Alexe Poukine tenait un sujet en or qu’elle n’a peut-être pas aussi bien exploité qu’elle aurait pu le faire. Son documentaire manque des explications nécessaires permettant d’en comprendre les situations. Le jeu de rôles qui y est filmé fait-il partie de la formation (initiale ? continue ?) des médecins et des autres personnels de santé (une séquence met en scène une jeune infirmière mise au défi de stabiliser une patiente psychotique hospitalisée contre son consentement) ? Sont-ils confrontés à des acteurs (amateurs ? professionnels ?)  ou bien à des collègues ?

Ce dispositif aurait pu être hypothéqué par sa triple artificialité. 1. Le soignant, qui sait que le patient auquel il est confronté joue un rôle, trouvera-t-il moins difficile de lui annoncer une tumeur maligne dont il sait qu’il n’est pas affecté ? 2. Lui tiendrait-il dans l’intimité du dialogue singulier médecin-patient le même discours que celui qu’il tiendra se sachant observé par ses pairs et par des évaluateurs ? 3. La présence intrusive d’une caméra ne rajoutera-t-elle pas encore à l’artificialité du dispositif ?

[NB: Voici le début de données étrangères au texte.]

PR #1793, opened 2023-05-26
CBL-4050: Upgrade to SQLite 3.40.1

jianminzhao:
In order to build it with Xcode 14, I need set some flags in Xcode configs.


jenkins/couchbase-lite-core-black-duck-manifest.yaml
```diff
@@ -0,0 +1,51 @@
...
+    src-path: vendor/fleece/vendor/jsonsl
+    parent-repo: vendor/fleece
+  libb64:
+    bd-id: 574849b1-902f-4367-a686-ca11c8815ba4
+    versions: [ 1.2.1 ]
+    src-path: vendor/fleece/vendor/libb64
+    parent-repo: vendor/fleece
+  libicu:
+    bd-id: a7441c50-9be3-493b-82ed-19666236acef
+    versions: [ 71.1 ]
```
borrrden, line 17: I'm not sure this is correct for Hydrogen....

jianminzhao: Yes. Thanks for catching it up. I cannot verify it from the source. How to find/decide it?

borrrden: The old record came from the build repo, and you can see the recorded version here https://github.com/couchbase/build/blob/master/scripts/jenkins/lite-core/manifest.cmake

jianminzhao: The cmake file you pointed to above has version 54.1. Is that cmake's way obsoleted? Going forward, how can I find it.

PR #1794, opened 2023-05-30
CBL-4411: Enhance checkpoint resolution algorithm when local and remo…

jianminzhao:
…te checkpoint are mismatched

### DIFF
--- a/Replicator/Checkpoint.cc
+++ b/Replicator/Checkpoint.cc
@@ -102,21 +102,43 @@ namespace litecore { namespace repl {
     }
 
 
-    bool Checkpoint::validateWith(const Checkpoint &remoteSequences) {
+    bool Checkpoint::validateWith(const Checkpoint& remoteSequences) {
+        // If _completed or _remote changes in any way because of this method, this method must
+        // return false.  Currently the only way this remains true is if neither of the below if
+        // blocks are entered, or if we ignore the fact that the only difference in the local
+        // and remote checkpoint documents are that the INTEGRAL (i.e. NOT a backfill checkpoint)
+        // remote sequence on the local side is older than on the remote side and all we need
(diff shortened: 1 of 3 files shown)


Replicator/Checkpoint.cc
```diff
@@ -102,21 +102,43 @@ namespace litecore { namespace repl {
...
         if (_completed != remoteSequences._completed) {
-            LogTo(SyncLog, "Local sequence mismatch: I had completed: %s, remote had %s",
-                  _completed.to_string().c_str(),
-                  remoteSequences._completed.to_string().c_str());
-            resetLocal();
+            LogTo(SyncLog, "Local sequence mismatch: I had completed: %s, remote had %s.",
+                _completed.to_string().c_str(),
+                remoteSequences._completed.to_string().c_str());
+            LogTo(SyncLog, "Rolling back to a failsafe, some redundant changes may be proposed...");
+            _completed = SequenceSet::intersection(_completed, remoteSequences._completed);
```
jianminzhao, line 119: I don't know the exact rational behind the intersections. My understanding is, the remote checkpoint we fetched from the remote was sent by us in the past session. We could get to a benign mismatch if the the last setCheckpoint dd make it to the remote (otherwise, the sync state is sound). In this case, local _complete would properly contain remoteSequences._completed. It sounds reasonable to use the previous sync-point as stored represented in the remote. I am afraid arbitrary mismatch (intersection) may be a sign of some kind of corruption.

snej (approved):

Replicator/Checkpoint.cc
borrrden: There is a third case of pure checkpoint corruption, usually by using different local databases with the same UUID inside (i.e. not using the copy API)

borrrden (approved):

PR #1798, opened 2023-06-01
CBL-4532: Remove gC4ExpectExceptions usage from PublicKey+Apple

jianminzhao:
gC4ExpectExceptions is for the test code.


pasin:
I will need to run URLEndpointTests from iOS to see the impact as I'm not sure if I can always set ExpectException where the code is run in the test.

borrrden (approved):
Conditional on Pasin's findings

pasin (approved):
Good to go.

PR #1800, opened 2023-06-05
CBL-4414: Enhance checkpoint resolution algorithm when local and remo…

jianminzhao:
…te checkpoint are mismatched.


bmeike (approved):

borrrden (approved):
It looks like yes, but this includes the subsequent fix that you pointed out, for the failing test right?

pasin (approved):

PR #1801, opened 2023-06-05
CBL-4445: Replicator may get stuck when there is an error of "Invalid…

jianminzhao:
… delta"

Replicator is stuck in busy state when there is an error thrown while applying delta to create full fleece doc This PR does not fix the delta error. (The reason of the delta errors as shown in the ticket is still unknown.) Instead, I try to fix the problem of "stuck in busy state." In fact, our code already has paths to deal with the possible delta error. After injecting delta errors for push and pull, bugs emerged as the ticket describes. After the fix, the delta error will trigger the second round of "rev" message which uses full rev as opposed to the delta rev.

### DIFF
--- a/Replicator/IncomingRev.cc
+++ b/Replicator/IncomingRev.cc
@@ -174,19 +174,19 @@ namespace litecore { namespace repl {
             // It's a delta, but we need the entire document body now because either it has to be
             // passed to the validation function, it may contain new blobs to download, or it may
             // have properties to decrypt.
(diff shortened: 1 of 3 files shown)


pasin (approved):

borrrden:
Don't just say "ported from lithium", give us the commit so we can compare.

borrrden (approved):
Looks identical to the change it was ported from, weird that any manual merging was needed.

PR #1804, opened 2023-06-06
CBL-4230: Analysis Warnings (10/13) Networking/HTTP + Networking/WebSockets

callumbirks:
The only major change is improving `WebSocketProtocol.hh` by replacing `char` with `std::byte`, and a few other type changes in the file. The underlying type of `char` and `std::byte` is essentially the same, but `std::byte` is both more type-safe and also a lot clearer on what it's representing.


Networking/WebSockets/WebSocketProtocol.hh
```diff
@@ -337,25 +332,28 @@ namespace uWS {
...
-                char* start = dst + headerLength;
-                char* stop  = start + length;
-                int   i     = 0;
-                while ( start != stop ) { (*start++) ^= mask[i++ % 4]; }
+                uint32_t mask_i32 = *reinterpret_cast<uint32_t*>(mask);
+
+                auto*     start = reinterpret_cast<uint32_t*>(dst + headerLength);
+                uint32_t* end   = start + length / 4;
+
+                while ( start != end ) { *start++ ^= mask_i32; }
```
pasin, line 340: Additional logic? Is this needed?

Networking/WebSockets/WebSocketProtocol.hh
```diff
@@ -303,28 +298,28 @@ namespace uWS {
...
             }
 
             int flags = 0;
-            dst[0]    = char((flags & SND_NO_FIN ? 0 : 128) | (compressed ? SND_COMPRESSED : 0));
-            if ( !(flags & SND_CONTINUATION) ) { dst[0] |= opCode; }
+            dst[0]    = (std::byte)((flags & SND_NO_FIN ? 0 : 128) | (compressed ? SND_COMPRESSED : 0));
+            if ( !(flags & SND_CONTINUATION) ) { dst[0] |= (std::byte)opCode; }
 
-            char mask[4];
+            std::byte mask[4];
```
borrrden, line 322: This looks weird before, and still weird now....does anything actually set these values or are they just...garbage?

Networking/WebSockets/WebSocketProtocol.hh
```diff
@@ -303,28 +298,28 @@ namespace uWS {
             return 0;
         }
 
-        static inline size_t formatMessage(char* dst, const char* src, size_t length, OpCode opCode,
+        static inline size_t formatMessage(std::byte* dst, const char* src, size_t length, OpCode opCode,
```
borrrden, line 301: If you are changing to std::byte, why is src still const char*?

Networking/WebSockets/WebSocketProtocol.hh
borrrden: It seems to be addressing the comment "This is not optimal" by making it a bit more optimal.

borrrden (approved):

jianminzhao (approved):

PR #234, opened 2024-08-09
Fixed some typo and changed some code for consistency.

nkhadka21:
This PR fixes a typo in the SNIa number density. Additionally, in the quasar case, the physical-to-comoving volume factor was placed in the luminosity function and removed from the density. The density is derived from the luminosity function, so this factor consistently applies to the density.

### DIFF
--- a/slsim/Sources/QuasarCatalog/quasar_pop.py
+++ b/slsim/Sources/QuasarCatalog/quasar_pop.py
@@ -131,7 +131,9 @@ class QuasarRate(object):
 
     def dPhi_dM(self, M, z_value):
         """Calculates dPhi_dM for a given M and redshift according to Eq (10) in Oguri &
-        Marshall (2010): DOI: 10.1111/j.1365-2966.2010.16639.x.
+        Marshall (2010): DOI: 10.1111/j.1365-2966.2010.16639.x. The (1 + z)^-3 factor 
+        converts from physical to comoving volume to account for the expansion of the 
+        universe.
 
         :param M: Absolute i-band magnitude.
         :type M: float or numpy.ndarray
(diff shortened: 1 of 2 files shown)


slsim/Sources/QuasarCatalog/quasar_pop.py
```diff
@@ -131,7 +131,9 @@ def M_star(self, z_value):
 
     def dPhi_dM(self, M, z_value):
         """Calculates dPhi_dM for a given M and redshift according to Eq (10) in Oguri &
-        Marshall (2010): DOI: 10.1111/j.1365-2966.2010.16639.x.
+        Marshall (2010): DOI: 10.1111/j.1365-2966.2010.16639.x. The (1 + z)^-3 factor
+        converts from physical to comoving volume to account for the expansion of the
+        universe.
 
         :param M: Absolute i-band magnitude.
         :type M: float or numpy.ndarray
```
sibirrer, line 139: can you explicitly specify whether the return units are physical or co-moving?

sibirrer (changes requested):

cmistick (approved):
Looks good! I forgot about the h factor being incorrect, thanks for the fix!

slsim/Sources/QuasarCatalog/quasar_pop.py
emsonmez, line 1: LGTM! I guess this is needed to make sure that our dPhi_dM graph is consistent with Figure 1 of OM10.

emsonmez (approved):
LGTM! Although I would still believe that applying the factor during the integration in `n_comoving` is better than before integration in `dPhi_dM`.

sibirrer (approved):

Issue #224, opened 2024-08-06
Refactoring SLSim - Simplify LensPop


jacob-hjortlund:
## Current Status

Currently `LensPop` takes strings and dictionaries as inputs at initialization, and uses `if`-statements "under the hood" to select what objects are initialized for the deflector and source populations. This hard-coding reduces legibility and extensibility, leading contributors to have to modify the `LensPop` if they modify or add population objects.

## Proposed Solution

Follow the dependency injection design pattern and have `LensPop` take a lens and source population as input, with `LensPop` expecting certain attributes and methods be available from the provided class instances. This reduces the scope / responsibilities of  `LensPop` while allowing future contributors to create drop-in substitutions, as long as they fullfill the interface expected by `LensPop`, see Figure in #223. 

## To-Do List

- [ ] Move `SkyPyPipeline` out of `LensPop`.
- [ ] Move instances of `_lens_galaxies` attribute (i.e instances of `DeflectorBase` subclasses) out of `LensPop` and instead expect as input to `LensPop`.
- [ ] Move instances of `_sources` attribute (i.e instances of `SourcePopBase`) out of `LensPop` and instead expect as input to `LensPop`.
- [ ] Update unit tests.

Issue #225, opened 2024-08-06
Refactoring SLSim - Merging DeflectorBase and SourcePopBase into single Population class.


jacob-hjortlund:
## Current Status

`DeflectorBase` and `SourcePopBase` currently share the same overall responsibility, providing a sample deflector or source from a predefined population of galaxies.

## Proposed Solution

Merge `DeflectorBase` and `SourcePopBase` into a single `Population` class that takes an `AstroPy.Table` as input and provides a method for drawing a single sample from the given table, see Figure in #223. In the future this class should also accept transient metadata associated with the galaxies and provide them with sampling, as well as construct a `Galaxy` object from the drawn sample. 

## To-Do List

- [ ] TBD

PR #236, opened 2024-08-14
 Refactoring SLSim - Simplify LensPop

jacob-hjortlund:
WIP pull request for #224 . 

## To-Do List

- [x] Move `SkyPyPipeline` out of `LensPop`.
- [x] Move instances of `_lens_galaxies` attribute (i.e instances of `DeflectorBase` subclasses) out of `LensPop` and instead expect as input to `LensPop`.
- [x] Move instances of `_sources` attribute (i.e instances of `SourcePopBase`) out of `LensPop` and instead expect as input to `LensPop`.
- [x] Update unit tests.
- [ ] Update tutorials to reflect changes.

### DIFF
--- a/slsim/Deflectors/__init__.py
+++ b/slsim/Deflectors/__init__.py
@@ -1,5 +1,7 @@
-from .all_lens_galaxies import AllLensGalaxies
-from .compound_lens_halos_galaxies import CompoundLensHalosGalaxies
-from .elliptical_lens_galaxies import EllipticalLensGalaxies
-from .deflector import Deflector
-from .deflectors_base import DeflectorsBase
+from .all_lens_galaxies import AllLensGalaxies as AllLensGalaxies
+from .compound_lens_halos_galaxies import (
+    CompoundLensHalosGalaxies as CompoundLensHalosGalaxies,
+)
+from .elliptical_lens_galaxies import EllipticalLensGalaxies as EllipticalLensGalaxies
+from .deflector import Deflector as Deflector
+from .deflectors_base import DeflectorsBase as DeflectorsBase
--- a/slsim/Deflectors/__init__.py
+++ b/slsim/Deflectors/__init__.py
@@ -1,7 +1,13 @@
-from .all_lens_galaxies import AllLensGalaxies as AllLensGalaxies
-from .compound_lens_halos_galaxies import (
-    CompoundLensHalosGalaxies as CompoundLensHalosGalaxies,
-)
-from .elliptical_lens_galaxies import EllipticalLensGalaxies as EllipticalLensGalaxies
-from .deflector import Deflector as Deflector
-from .deflectors_base import DeflectorsBase as DeflectorsBase
+from .all_lens_galaxies import *
+from .compound_lens_halos_galaxies import *
+from .elliptical_lens_galaxies import *
+from .deflector import *
+from .deflectors_base import *
+
+# from .all_lens_galaxies import AllLensGalaxies as AllLensGalaxies
+# from .compound_lens_halos_galaxies import (
+#     CompoundLensHalosGalaxies as CompoundLensHalosGalaxies,
+# )
+# from .elliptical_lens_galaxies import EllipticalLensGalaxies as EllipticalLensGalaxies
+# from .deflector import Deflector as Deflector
+# from .deflectors_base import DeflectorsBase as DeflectorsBase
--- a/slsim/Deflectors/__init__.py
+++ b/slsim/Deflectors/__init__.py
@@ -1,13 +1,13 @@
-from .all_lens_galaxies import *
-from .compound_lens_halos_galaxies import *
-from .elliptical_lens_galaxies import *
-from .deflector import *
-from .deflectors_base import *
+from .all_lens_galaxies import AllLensGalaxies
+from .compound_lens_halos_galaxies import CompoundLensHalosGalaxies
+from .elliptical_lens_galaxies import EllipticalLensGalaxies
+from .deflector import Deflector
+from .deflectors_base import DeflectorsBase
 
-# from .all_lens_galaxies import AllLensGalaxies as AllLensGalaxies
-# from .compound_lens_halos_galaxies import (
-#     CompoundLensHalosGalaxies as CompoundLensHalosGalaxies,
-# )
-# from .elliptical_lens_galaxies import EllipticalLensGalaxies as EllipticalLensGalaxies
-# from .deflector import Deflector as Deflector
-# from .deflectors_base import DeflectorsBase as DeflectorsBase
+__all__ = [
+    "AllLensGalaxies",
+    "CompoundLensHalosGalaxies",
+    "EllipticalLensGalaxies",
+    "Deflector",
+    "DeflectorsBase",
+]
--- a/slsim/Deflectors/__init__.py
+++ b/slsim/Deflectors/__init__.py
@@ -1,0 +1,5 @@
+from .all_lens_galaxies import AllLensGalaxies
+from .compound_lens_halos_galaxies import CompoundLensHalosGalaxies
+from .elliptical_lens_galaxies import EllipticalLensGalaxies
+from .deflector import Deflector
+from .deflectors_base import DeflectorsBase
--- a/slsim/Sources/QuasarCatalog/__init__.py
+++ b/slsim/Sources/QuasarCatalog/__init__.py
@@ -1,1 +1,3 @@
-from .quasar_plus_galaxies import quasar_galaxies_simple as quasar_galaxies_simple
+from .quasar_plus_galaxies import quasar_galaxies_simple
+
+__all__ = ["quasar_galaxies_simple"]
--- a/slsim/Sources/QuasarCatalog/__init__.py
+++ b/slsim/Sources/QuasarCatalog/__init__.py
@@ -1,0 +1,1 @@
+from .quasar_plus_galaxies import quasar_galaxies_simple as quasar_galaxies_simple
--- a/slsim/Sources/SupernovaeCatalog/__init__.py
+++ b/slsim/Sources/SupernovaeCatalog/__init__.py
@@ -1,0 +1,1 @@
+from .supernovae_sample import SupernovaeCatalog as SupernovaeCatalog
--- a/slsim/Sources/SupernovaeCatalog/__init__.py
+++ b/slsim/Sources/SupernovaeCatalog/__init__.py
@@ -1,1 +1,3 @@
-from .supernovae_sample import SupernovaeCatalog as SupernovaeCatalog
+from .supernovae_sample import SupernovaeCatalog
+
+__all__ = ["SupernovaeCatalog"]
--- a/slsim/Sources/__init__.py
+++ b/slsim/Sources/__init__.py
@@ -4,3 +4,4 @@ from .point_plus_extended_sources import (
     PointPlusExtendedSources as PointPlusExtendedSources,
 )
 from . import QuasarCatalog as QuasarCatalog
+from . import SupernovaeCatalog as SupernovaeCatalog
--- a/slsim/Sources/__init__.py
+++ b/slsim/Sources/__init__.py
@@ -1,0 +1,3 @@
+from .galaxies import Galaxies
+from .point_sources import PointSources
+from .point_plus_extended_sources import PointPlusExtendedSources
--- a/slsim/Sources/__init__.py
+++ b/slsim/Sources/__init__.py
@@ -3,3 +3,4 @@ from .point_sources import PointSources as PointSources
 from .point_plus_extended_sources import (
     PointPlusExtendedSources as PointPlusExtendedSources,
 )
+import QuasarCatalog as QuasarCatalog
--- a/slsim/Sources/__init__.py
+++ b/slsim/Sources/__init__.py
@@ -1,3 +1,5 @@
-from .galaxies import Galaxies
-from .point_sources import PointSources
-from .point_plus_extended_sources import PointPlusExtendedSources
+from .galaxies import Galaxies as Galaxies
+from .point_sources import PointSources as PointSources
+from .point_plus_extended_sources import (
+    PointPlusExtendedSources as PointPlusExtendedSources,
+)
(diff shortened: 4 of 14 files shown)


slsim/Deflectors/__init__.py
```diff
@@ -0,0 +1,7 @@
+from .all_lens_galaxies import AllLensGalaxies as AllLensGalaxies
```
sibirrer, line 1: just asking, is there a particular reason to put these import statements in the init file? This may be harder to maintain in the development to make sure the relevant classes and definitions are important.

slsim/lens_pop.py
sibirrer, line 1: I don't see the new LensPop class anywhere

sibirrer (changes requested):
Thank you for the PR @jacob-hjortlund !
I have two questions on the PR. Then there is a minor test failure. I hope you can test it locally and fix it

slsim/lens_pop.py
jacob-hjortlund: No new LensPop class in this PR, only moving pipelines, deflector population and source population objects outside of the class. Additional refactors will come down the line once other components are completed, but currently tackling this in steps to maintain compatibility.

sibirrer: It is just marked as deleted here, or I can't see the code

slsim/Deflectors/__init__.py
jacob-hjortlund: My main reasoning is cleaning up imports across SLSim. The previous implementation of LensPop had multiple imports from slsim.Deflectors and slsim.Sources, which can be cleaned up by treating these as submodules with relevant imports brought in via their respective __init__.py files.

I'm not sure I follow why this would be harder to maintain, unless you're referring to the re-exports and potential future name changes of classes within these submodules?

slsim/lens_pop.py
```diff
@@ -1,378 +1,70 @@
...
+
         super().__init__(
-            sky_area,
-            cosmo,
-            lightcurve_time,
-            sn_type,
-            sn_absolute_mag_band,
-            sn_absolute_zpsys,
-            sn_modeldir,
+            sky_area=None,
```
sibirrer, line 50: there should be a sky_area quantity in LensPop. This should be particularly different then the sky area of the deflector and/or source population to make it easier to create larger sky area realizations

jacob-hjortlund:
> Thank you for the PR @jacob-hjortlund ! I have two questions on the PR. Then there is a minor test failure. I hope you can test it locally and fix it

Was this minor test failure before [9f4bd72](https://github.com/LSST-strong-lensing/slsim/pull/236/commits/9f4bd72f9bc1e7d2184057d1d4f8b341b928a715)? Currently seeing all tests passing on my end.

slsim/lens_pop.py
```diff
@@ -1,378 +1,70 @@
...
-        kwargs_quasars_galaxies=None,
-        variability_model=None,
-        kwargs_variability=None,
-        kwargs_mass2light=None,
-        skypy_config=None,
-        slhammocks_config=None,
-        sky_area=None,
-        source_sky_area=None,
-        deflector_sky_area=None,
-        filters=None,
```
sibirrer, line 33: how do we make sure that the correct filters are chosen in the Deflector and Source classes? Could cause issues if they are not the same.

slsim/lens_pop.py
```diff
@@ -1,378 +1,70 @@
...
-        :param los_config: configuration for line of sight distribution
-        :type los_config: LOSConfig instance
-        :param sn_modeldir: sn_modeldir is the path to the directory containing files
-         needed to initialize the sncosmo.model class. For example,
-         sn_modeldir = 'C:/Users/username/Documents/SALT3.NIR_WAVEEXT'. These data can
-         be downloaded from https://github.com/LSST-strong-lensing/data_public .
-         For more detail, please look at the documentation of RandomizedSupernovae
-         class.
-        :type sn_modeldir: str
+        Args:
```
sibirrer, line 30: can you follow the :param input_name: and :type input_name: conventions here?

slsim/lens_pop.py
```diff
@@ -1,378 +1,70 @@
...
-                self._source_model_type = "point_plus_extended"
-        else:
-            raise ValueError("source_type %s is not supported" % source_type)
+        self._lens_galaxies = deflector_population
+        self._sources = source_population
 
         self._factor_source = self.f_sky.to_value(
             "deg2"
-        ) / self.source_sky_area.to_value("deg2")
+        ) / self._sources._sky_area.to_value("deg2")
```
sibirrer, line 64: we should avoid accessing private variables of other classes. Use self._sources.sky_area instead

slsim/lens_pop.py
```diff
@@ -434,7 +126,7 @@ def get_num_sources_tested_mean(self, testarea):
         """
         num_sources = self.source_number
         num_sources_tested_mean = (testarea * num_sources) / (
-            12960000 * self._factor_source * self.source_sky_area.to_value("deg2")
+            12960000 * self._factor_source * self._sources._sky_area.to_value("deg2")
```
sibirrer, line 129: no access to private variable in other classes. Make _sky_area a public variable as sources.sky_area

sibirrer (changes requested):
some more minor comments and requests

slsim/Deflectors/__init__.py
sibirrer: Yes, I was meaning for further potential name changes or addition of classes, these init files would also need to be updated

slsim/lens_pop.py
jacob-hjortlund: How is this the case in the current LensPop implementation? As far as I understand, if we provide a deflector and/or source population sky_area, the LensPop sky_area is ignored. Have I misunderstood this?

slsim/lens_pop.py
jacob-hjortlund: Good catch! I'd add a ValueError in LensPop to catch this, since this is a requirement from LensPop and all source / deflector related attributes should be owned by their respective classes.

slsim/lens_pop.py
sibirrer: The LensPop sky_area is the ultimate area over which strong lensing populations are simulated. If the source and/or deflector sky areas are different, then the multiplicative factor between the final sky area and the sub-population is computed and then the individual deflector/source populations are up (or down) sampled from.
I.e. we do not need 100 billion of galaxies (half the sky or so) to simulate lenses on half the sky. As long as we have a much smaller but still representative area, we can just re-use the much smaller populations multiple times (randomly)

jacob-hjortlund: Thanks, helped me realise I'd missed the f_sky in the lens / deflector factors. Makes sense, will fix asap.

slsim/lens_pop.py
jacob-hjortlund: Definitely can. Just curious, is there a specific reason we use the harder-to-read rEST format vs. the easier-to-read Google format, considering they are both supported by sphinx? One could argue that better docstring readability in the source code could promote contribution. :smile:

sibirrer: no, this was mainly the initial setting and the current sphinx configuration. If you want to change the sphinx configuration, that would work, just would eventually need to update many docstrings, that's all

slsim/Deflectors/__init__.py
jacob-hjortlund: Currently we have multiple imports from within a single submodule. A rename of a class would require changes in the submodule as well as for any files that import the renamed class. If we instead make use of __init__.py, we have to make a similar amount of changes (with one additional change being in the submodule __init__.py), with the benefit of having a clear and readable import structure. A similar argument holds for addition of new classes or functions that we wish to be public facing.

I'm not sure I see the point in organizing things within submodules, if we do not make use of the __init__.py file while needing to access multiple files within said submodule.

slsim/lens_pop.py
jacob-hjortlund: If you're okay with that , then I'd love to push for it! Can add it as an issue for the refactor. :star_struck:

sibirrer: I am ok with it :)

slsim/Sources/QuasarCatalog/__init__.py
```diff
@@ -0,0 +1 @@
+from .quasar_plus_galaxies import quasar_galaxies_simple as quasar_galaxies_simple
```
nkhadka21, line 1: Is it neceassary to use alias?

slsim/Sources/SupernovaeCatalog/__init__.py
```diff
@@ -0,0 +1 @@
+from .supernovae_sample import SupernovaeCatalog as SupernovaeCatalog
```
nkhadka21, line 1: Here also, Is it neceassary to use alias?

slsim/Sources/__init__.py
```diff
@@ -0,0 +1,13 @@
+from .galaxies import Galaxies
```
nkhadka21, line 1: Does importing all of these at the package level slow the import time in some cases?

nkhadka21 (commented):
Hi @jacob-hjortlund, thank you very much for this PR! I have some minor comments. Please look at them.

slsim/Sources/__init__.py
jacob-hjortlund: I wouldn't expect this to slow things considerably and doubt this is the biggest runtime bottleneck in the code, but can run a profiler with and without submodule imports if you'd prefer?

slsim/Sources/QuasarCatalog/__init__.py
jacob-hjortlund: Either aliasing or specifiying in __all__ for the submodule is necessary to uphold linter requirements from ruff. Missed these when switching to __all__ instead of aliasing, thanks for the catch!

slsim/Sources/__init__.py
jacob-hjortlund: Either aliasing or specifiying in __all__ for the submodule is necessary to uphold linter requirements from ruff. Missed these when switching to __all__ instead of aliasing, thanks for the catch!

slsim/Sources/SupernovaeCatalog/__init__.py
jacob-hjortlund: Either aliasing or specifiying in __all__ for the submodule is necessary to uphold linter requirements from ruff. Missed these when switching to __all__ instead of aliasing, thanks for the catch!

slsim/lens_pop.py
jacob-hjortlund: Coming back to this, how willing are we to let this be up to the user? Currently the filters kwarg is only used in the case of galaxy-galaxy strong lensing generated via SkyPyPipeline. For other sources the user has to make sure that kwargs_source_cut selects the same filters as provided by the deflector pipeline.

I'd argue for leaving this be in the current PR and adding it as a task for #225 , where we can make the available filters an attribute, such that we can add a check in LensPop as mentioned in my previous comment.

slsim/Sources/__init__.py
nkhadka21: It would be good to check!

slsim/lens_pop.py
sibirrer: Hi @jacob-hjortlund the kwargs_source_cut is only when you want to make cuts in the distribution. SNe also need to be provided filters (and so do quasars). @nkhadka21 made an issue in the past to homogenize the filter naming among the different galaxy/point-source classes. Perhaps you can leave it as a #TODO in the initialization, or define a routine check_consistency() in LensPop that is generally operating on class instances of sources and deflectors and might help diagnose issues for the user to be raised

slsim/Sources/__init__.py
jacob-hjortlund: I used the python importtime profiler + tuna for visualization to profile a simple script which only contains imports. In the case of original.log, this script contains all imports in LensPop for the case of galaxy-galaxy strong lensing, while refactor.log contains the imports in this PR's lens_pop.py.

You can visualize the logs by running `pip install tuna` and `tuna original.log`. This simple profiling run shows that the original setup takes 2.301 s while the refactored imports take 1.571 s, including overhead from the profiler itself.

[original.log](https://github.com/user-attachments/files/16638199/original.log)
[refactor.log](https://github.com/user-attachments/files/16638200/refactor.log)

sibirrer: Thank you very much @jacob-hjortlund ! This is very good to know!

slsim/lens_pop.py
jacob-hjortlund: In that case I'll add this as a TODO in the init, since source classes will be modified in #225 and onwards.

sibirrer (approved):
Looks good to me. Thank you @jacob-hjortlund !

jacob-hjortlund:
@sibirrer great to hear. @sibirrer @nkhadka21 I don't have write access, could one of you smack the big green button?

sibirrer:
Pinging here @nkhadka21 for final review and potential merge

nkhadka21 (changes requested):
Hi @jacob-hjortlund, thank you very much for this wonderful work! It looks very good. Currently, users need to initialize some of the classes before they can initialize the LensPop class, which is very good. It would also be great to have an API somewhere in Util that can initialize all these classes in one place for users who want to minimize effort. Having this option could be very useful.

sibirrer:
> Hi @jacob-hjortlund, thank you very much for this wonderful work! It looks very good. Currently, users need to initialize some of the classes before they can initialize the LensPop class, which is very good. It would also be great to have an API somewhere in Util that can initialize all these classes in one place for users who want to minimize effort. Having this option could be very useful.

@nkhadka21 perhaps the API can be made once the total refactoring is done as the to be initialized classes might also change down the road?

nkhadka21:
> > Hi @jacob-hjortlund, thank you very much for this wonderful work! It looks very good. Currently, users need to initialize some of the classes before they can initialize the LensPop class, which is very good. It would also be great to have an API somewhere in Util that can initialize all these classes in one place for users who want to minimize effort. Having this option could be very useful.
> 
> @nkhadka21 perhaps the API can be made once the total refactoring is done as the to be initialized classes might also change down the roa

nkhadka21 (approved):

PR #239, opened 2024-08-20
make it possible to insert directly specific kappa and gamma values into a Lens() object

sibirrer:


nkhadka21 (approved):
Hi @sibirrer, thank you for this PR! Looks good to me.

Pour autant, les participants ne semblent pas en être gênés. Leur malaise, leurs hésitations, leur émotion transpirent à l’écran. Et ils sont terriblement communicatifs. Le spectateur, en empathie complète, se demande à son tour quelle aurait été son attitude dans telle ou telle situation. Les maladresses de tel ou tel – ainsi de l’étudiant qui répond « très bien » quand sa (fausse) patiente lui dit que son père est décédé d’un cancer – rendent ces situations plus touchantes encore.

Sauve qui peut – un documentaire au titre intelligemment polysémique – a toutefois le défaut dans son dernier tiers de changer de cap et d’évoquer la crise systémique de l’hôpital et les sous-effectifs chroniques qui rendent les gardes harassantes, acculent les personnels au burn out et interdisent une prise en charge optimale des patients. Pour pertinent que ce procès soit, on l’a déjà trop souvent filmé dans d’autres documentaires chez Antoine Page (Toubib), Sébastien Lifshitz (Madame Hoffmann), Nicolas Peduzzi (État limite) pour qu’il n’ait pas un goût de resucée.